* _Description of the task_:
The answer required is how many lines of the following entries contain the word "allow", with no other words.

[Saved data entries]
- Opening Delimiter -

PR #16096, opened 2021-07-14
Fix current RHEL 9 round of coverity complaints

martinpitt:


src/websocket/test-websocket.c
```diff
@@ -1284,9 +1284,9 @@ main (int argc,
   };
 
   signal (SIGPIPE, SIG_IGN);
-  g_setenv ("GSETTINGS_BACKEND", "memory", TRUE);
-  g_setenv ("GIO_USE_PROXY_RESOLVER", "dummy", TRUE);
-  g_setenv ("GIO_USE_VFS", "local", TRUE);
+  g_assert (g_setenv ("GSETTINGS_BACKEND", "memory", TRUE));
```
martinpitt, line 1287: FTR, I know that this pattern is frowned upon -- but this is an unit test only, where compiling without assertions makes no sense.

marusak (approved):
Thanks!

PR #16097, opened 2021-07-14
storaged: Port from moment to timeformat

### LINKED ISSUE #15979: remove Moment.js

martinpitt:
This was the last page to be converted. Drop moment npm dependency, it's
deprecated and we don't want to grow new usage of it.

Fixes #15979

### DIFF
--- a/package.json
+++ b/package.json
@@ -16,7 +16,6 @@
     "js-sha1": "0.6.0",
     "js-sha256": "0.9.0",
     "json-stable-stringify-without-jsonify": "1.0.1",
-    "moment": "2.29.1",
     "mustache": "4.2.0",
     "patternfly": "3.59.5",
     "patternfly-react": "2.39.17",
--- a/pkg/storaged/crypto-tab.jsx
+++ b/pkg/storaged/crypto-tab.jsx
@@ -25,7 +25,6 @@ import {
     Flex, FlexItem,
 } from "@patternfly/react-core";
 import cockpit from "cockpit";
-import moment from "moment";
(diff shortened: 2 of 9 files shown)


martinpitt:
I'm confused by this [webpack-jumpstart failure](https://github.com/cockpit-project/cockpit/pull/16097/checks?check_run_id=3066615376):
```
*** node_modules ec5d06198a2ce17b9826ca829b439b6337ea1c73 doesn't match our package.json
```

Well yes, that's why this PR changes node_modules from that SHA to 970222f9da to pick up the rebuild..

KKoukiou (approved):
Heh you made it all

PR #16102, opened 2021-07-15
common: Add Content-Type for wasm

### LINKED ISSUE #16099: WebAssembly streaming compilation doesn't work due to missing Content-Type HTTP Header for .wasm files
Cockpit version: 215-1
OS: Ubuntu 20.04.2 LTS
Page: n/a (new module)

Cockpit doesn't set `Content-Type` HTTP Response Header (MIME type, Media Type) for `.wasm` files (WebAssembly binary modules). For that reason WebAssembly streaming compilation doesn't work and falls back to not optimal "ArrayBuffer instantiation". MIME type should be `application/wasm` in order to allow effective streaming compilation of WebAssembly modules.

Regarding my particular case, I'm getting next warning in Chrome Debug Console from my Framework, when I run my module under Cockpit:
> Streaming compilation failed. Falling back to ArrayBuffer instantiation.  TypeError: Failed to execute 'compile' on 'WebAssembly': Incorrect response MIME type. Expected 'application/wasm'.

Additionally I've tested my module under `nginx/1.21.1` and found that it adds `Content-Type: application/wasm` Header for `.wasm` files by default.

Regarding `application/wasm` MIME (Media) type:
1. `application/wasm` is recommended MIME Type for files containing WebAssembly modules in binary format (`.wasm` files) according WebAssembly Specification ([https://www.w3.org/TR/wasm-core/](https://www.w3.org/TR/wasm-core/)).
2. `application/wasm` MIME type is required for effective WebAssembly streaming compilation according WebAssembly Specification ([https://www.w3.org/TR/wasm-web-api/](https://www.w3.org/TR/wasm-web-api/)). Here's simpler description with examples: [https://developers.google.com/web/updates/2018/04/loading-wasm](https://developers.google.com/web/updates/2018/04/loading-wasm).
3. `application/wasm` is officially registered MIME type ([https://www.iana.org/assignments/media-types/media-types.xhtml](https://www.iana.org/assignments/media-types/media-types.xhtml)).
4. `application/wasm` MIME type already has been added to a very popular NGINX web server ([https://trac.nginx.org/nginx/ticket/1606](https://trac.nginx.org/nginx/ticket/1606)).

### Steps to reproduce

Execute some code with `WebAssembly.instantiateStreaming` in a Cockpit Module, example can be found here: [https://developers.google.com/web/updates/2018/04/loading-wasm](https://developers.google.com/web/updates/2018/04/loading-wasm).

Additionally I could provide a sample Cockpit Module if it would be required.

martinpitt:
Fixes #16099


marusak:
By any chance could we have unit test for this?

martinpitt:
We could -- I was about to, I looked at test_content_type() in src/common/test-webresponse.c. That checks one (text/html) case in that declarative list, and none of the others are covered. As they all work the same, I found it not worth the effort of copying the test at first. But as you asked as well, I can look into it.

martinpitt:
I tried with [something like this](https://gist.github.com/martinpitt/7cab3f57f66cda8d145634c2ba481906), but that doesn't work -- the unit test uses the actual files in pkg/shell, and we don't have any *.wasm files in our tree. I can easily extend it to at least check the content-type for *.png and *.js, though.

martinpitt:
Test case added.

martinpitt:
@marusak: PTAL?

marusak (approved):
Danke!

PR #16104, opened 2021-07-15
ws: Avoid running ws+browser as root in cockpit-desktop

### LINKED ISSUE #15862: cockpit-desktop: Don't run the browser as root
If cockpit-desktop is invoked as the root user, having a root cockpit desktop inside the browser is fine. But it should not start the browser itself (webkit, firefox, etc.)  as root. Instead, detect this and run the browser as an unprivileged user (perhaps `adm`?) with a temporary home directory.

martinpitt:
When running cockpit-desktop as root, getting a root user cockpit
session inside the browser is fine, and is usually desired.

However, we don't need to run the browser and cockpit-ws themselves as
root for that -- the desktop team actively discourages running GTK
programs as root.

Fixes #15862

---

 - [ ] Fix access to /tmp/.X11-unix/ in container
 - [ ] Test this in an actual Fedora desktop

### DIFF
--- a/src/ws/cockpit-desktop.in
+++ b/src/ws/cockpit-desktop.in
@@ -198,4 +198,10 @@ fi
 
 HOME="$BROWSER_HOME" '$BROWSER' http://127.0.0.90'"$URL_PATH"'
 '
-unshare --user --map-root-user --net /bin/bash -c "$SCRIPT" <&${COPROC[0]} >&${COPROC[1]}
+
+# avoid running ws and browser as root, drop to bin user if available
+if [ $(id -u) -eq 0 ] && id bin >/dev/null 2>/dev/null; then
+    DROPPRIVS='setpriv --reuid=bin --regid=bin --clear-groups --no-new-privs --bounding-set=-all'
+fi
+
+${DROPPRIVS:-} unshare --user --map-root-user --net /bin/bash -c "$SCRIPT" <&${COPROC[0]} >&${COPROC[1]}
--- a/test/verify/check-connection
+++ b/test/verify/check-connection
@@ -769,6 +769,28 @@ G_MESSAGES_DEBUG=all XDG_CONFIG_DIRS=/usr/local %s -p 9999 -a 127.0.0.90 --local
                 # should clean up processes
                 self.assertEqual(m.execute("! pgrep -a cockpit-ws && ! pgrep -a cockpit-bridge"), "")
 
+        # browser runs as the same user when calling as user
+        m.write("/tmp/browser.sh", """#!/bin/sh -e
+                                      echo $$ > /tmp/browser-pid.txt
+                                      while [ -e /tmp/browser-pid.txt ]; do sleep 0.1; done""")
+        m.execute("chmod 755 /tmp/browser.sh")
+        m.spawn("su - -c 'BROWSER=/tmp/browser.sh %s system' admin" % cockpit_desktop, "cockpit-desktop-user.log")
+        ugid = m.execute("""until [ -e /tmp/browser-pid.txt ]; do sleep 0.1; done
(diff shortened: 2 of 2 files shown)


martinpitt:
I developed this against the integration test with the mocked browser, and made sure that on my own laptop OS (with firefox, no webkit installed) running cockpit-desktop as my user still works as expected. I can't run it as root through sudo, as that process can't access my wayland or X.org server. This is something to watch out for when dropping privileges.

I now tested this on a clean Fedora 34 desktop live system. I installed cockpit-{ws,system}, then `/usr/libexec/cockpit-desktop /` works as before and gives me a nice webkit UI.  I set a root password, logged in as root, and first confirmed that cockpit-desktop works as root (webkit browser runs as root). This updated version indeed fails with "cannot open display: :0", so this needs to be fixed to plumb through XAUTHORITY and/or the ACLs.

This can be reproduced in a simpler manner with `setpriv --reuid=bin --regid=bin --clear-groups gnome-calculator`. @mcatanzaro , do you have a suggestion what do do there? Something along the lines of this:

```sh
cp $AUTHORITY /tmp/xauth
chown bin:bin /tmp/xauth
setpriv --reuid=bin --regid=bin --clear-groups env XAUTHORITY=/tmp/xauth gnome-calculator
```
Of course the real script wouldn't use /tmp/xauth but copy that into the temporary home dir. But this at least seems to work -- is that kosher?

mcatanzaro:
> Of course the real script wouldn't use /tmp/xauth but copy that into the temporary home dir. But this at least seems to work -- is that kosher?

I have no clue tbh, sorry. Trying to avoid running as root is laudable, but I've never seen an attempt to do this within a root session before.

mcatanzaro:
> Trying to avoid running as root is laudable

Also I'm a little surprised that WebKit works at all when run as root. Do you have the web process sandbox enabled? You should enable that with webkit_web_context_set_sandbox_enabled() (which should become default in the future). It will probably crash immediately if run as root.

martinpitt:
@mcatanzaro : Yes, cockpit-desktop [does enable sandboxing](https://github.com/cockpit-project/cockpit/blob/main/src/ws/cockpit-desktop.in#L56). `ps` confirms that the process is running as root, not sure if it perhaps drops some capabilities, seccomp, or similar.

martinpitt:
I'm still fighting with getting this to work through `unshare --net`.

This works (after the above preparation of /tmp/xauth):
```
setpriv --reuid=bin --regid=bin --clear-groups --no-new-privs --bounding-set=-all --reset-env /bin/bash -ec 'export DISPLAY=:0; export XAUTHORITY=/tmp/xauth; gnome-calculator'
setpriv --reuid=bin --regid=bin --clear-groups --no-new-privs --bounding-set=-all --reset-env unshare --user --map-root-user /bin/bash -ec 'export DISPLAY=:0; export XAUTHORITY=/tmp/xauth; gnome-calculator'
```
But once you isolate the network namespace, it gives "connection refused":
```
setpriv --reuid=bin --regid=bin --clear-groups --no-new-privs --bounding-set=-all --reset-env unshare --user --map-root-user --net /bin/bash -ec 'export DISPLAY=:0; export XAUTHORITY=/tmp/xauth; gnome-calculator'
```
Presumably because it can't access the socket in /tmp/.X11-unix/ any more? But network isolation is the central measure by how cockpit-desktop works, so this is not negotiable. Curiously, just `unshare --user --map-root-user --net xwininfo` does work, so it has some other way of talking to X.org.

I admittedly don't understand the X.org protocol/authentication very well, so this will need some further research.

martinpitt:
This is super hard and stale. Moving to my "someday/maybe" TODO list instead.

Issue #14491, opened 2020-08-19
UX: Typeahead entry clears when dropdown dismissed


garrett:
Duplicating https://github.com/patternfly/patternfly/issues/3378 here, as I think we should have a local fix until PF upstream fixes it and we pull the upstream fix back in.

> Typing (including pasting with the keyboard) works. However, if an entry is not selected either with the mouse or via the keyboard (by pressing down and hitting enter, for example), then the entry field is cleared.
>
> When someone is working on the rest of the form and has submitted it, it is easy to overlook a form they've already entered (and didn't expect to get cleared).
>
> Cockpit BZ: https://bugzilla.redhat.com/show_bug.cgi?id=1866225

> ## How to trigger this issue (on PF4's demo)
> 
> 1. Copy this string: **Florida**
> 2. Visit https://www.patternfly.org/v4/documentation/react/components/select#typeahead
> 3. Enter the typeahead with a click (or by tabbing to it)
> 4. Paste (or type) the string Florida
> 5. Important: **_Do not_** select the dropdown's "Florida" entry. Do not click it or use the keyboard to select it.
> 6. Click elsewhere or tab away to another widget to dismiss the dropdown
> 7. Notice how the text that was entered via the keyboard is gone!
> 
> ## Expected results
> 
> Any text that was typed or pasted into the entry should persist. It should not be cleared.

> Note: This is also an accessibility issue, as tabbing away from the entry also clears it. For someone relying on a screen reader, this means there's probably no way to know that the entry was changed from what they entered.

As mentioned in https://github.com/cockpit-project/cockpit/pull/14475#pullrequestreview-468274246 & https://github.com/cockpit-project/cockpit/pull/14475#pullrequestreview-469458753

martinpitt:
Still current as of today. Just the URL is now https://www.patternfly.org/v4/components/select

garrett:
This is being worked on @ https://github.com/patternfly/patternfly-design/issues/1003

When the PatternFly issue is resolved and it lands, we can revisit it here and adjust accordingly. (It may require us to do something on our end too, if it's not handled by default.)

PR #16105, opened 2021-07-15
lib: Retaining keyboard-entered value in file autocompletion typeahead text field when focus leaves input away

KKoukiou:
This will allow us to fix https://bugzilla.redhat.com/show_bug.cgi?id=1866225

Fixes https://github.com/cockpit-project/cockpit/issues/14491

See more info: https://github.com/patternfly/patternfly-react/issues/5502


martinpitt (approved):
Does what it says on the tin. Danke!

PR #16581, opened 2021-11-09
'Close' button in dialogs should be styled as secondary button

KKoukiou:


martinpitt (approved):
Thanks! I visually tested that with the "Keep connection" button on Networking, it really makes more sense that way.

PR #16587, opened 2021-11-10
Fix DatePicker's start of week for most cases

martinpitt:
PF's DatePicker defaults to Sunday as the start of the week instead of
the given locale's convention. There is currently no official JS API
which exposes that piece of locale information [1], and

- Closing Delimiter -

* _Written answer_:
2